_Exercise:_ Those lines of the data that hold the word "commented" are to be copied out.

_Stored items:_
=== Section Start ===

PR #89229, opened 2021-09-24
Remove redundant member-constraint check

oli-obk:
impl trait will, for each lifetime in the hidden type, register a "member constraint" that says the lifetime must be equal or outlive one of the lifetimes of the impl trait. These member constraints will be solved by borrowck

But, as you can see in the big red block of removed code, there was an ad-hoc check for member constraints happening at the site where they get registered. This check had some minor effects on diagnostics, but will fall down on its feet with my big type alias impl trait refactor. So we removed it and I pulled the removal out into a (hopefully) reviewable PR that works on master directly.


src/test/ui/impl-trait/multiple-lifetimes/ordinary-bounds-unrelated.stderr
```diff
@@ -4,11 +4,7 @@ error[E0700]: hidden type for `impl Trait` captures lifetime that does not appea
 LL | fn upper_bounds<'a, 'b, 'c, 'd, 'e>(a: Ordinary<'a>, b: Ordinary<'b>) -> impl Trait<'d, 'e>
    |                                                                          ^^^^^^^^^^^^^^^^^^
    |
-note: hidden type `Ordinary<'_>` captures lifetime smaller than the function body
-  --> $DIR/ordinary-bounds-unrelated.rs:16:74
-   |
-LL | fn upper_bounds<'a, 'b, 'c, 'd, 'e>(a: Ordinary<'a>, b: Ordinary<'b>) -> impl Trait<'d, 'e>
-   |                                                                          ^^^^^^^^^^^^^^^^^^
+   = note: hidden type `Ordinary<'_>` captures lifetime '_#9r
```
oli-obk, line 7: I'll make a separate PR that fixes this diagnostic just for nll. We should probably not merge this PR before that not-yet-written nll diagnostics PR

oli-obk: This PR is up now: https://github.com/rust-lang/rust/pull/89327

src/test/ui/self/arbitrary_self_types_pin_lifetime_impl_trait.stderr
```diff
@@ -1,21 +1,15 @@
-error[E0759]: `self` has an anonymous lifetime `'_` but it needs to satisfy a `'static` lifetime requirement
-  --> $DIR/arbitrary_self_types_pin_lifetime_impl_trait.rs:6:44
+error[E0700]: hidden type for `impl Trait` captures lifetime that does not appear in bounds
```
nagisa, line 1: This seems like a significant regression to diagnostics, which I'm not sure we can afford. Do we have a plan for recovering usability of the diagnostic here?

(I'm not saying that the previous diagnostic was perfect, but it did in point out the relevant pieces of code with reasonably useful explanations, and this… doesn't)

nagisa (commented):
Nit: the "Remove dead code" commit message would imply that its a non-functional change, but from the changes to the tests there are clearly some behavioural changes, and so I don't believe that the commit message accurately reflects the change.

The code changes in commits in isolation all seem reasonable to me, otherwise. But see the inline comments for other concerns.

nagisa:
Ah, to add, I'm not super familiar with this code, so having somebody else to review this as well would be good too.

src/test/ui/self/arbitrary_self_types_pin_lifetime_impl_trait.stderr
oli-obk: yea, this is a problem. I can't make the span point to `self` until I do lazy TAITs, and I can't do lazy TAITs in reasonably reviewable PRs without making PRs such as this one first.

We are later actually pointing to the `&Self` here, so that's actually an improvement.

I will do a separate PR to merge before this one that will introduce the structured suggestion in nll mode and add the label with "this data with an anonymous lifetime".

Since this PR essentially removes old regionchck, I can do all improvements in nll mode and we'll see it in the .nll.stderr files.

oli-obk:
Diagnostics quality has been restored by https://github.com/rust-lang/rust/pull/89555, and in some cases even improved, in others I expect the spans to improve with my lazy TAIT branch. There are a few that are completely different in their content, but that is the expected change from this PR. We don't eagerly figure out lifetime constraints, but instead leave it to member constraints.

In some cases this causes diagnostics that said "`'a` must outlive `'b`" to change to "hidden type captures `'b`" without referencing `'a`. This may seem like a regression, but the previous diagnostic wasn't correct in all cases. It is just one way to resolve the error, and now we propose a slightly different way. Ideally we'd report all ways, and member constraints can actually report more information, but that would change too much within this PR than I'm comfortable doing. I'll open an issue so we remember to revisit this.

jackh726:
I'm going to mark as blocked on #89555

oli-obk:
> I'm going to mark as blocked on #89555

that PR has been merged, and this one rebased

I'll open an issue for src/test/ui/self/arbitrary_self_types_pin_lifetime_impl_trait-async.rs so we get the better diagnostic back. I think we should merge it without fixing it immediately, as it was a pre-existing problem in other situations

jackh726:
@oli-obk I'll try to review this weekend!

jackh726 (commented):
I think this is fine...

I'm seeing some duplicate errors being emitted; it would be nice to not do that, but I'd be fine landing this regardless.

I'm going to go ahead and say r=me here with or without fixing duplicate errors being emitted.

=== Section End ===

_Written reply:_
nagisa (commented):
jackh726 (commented):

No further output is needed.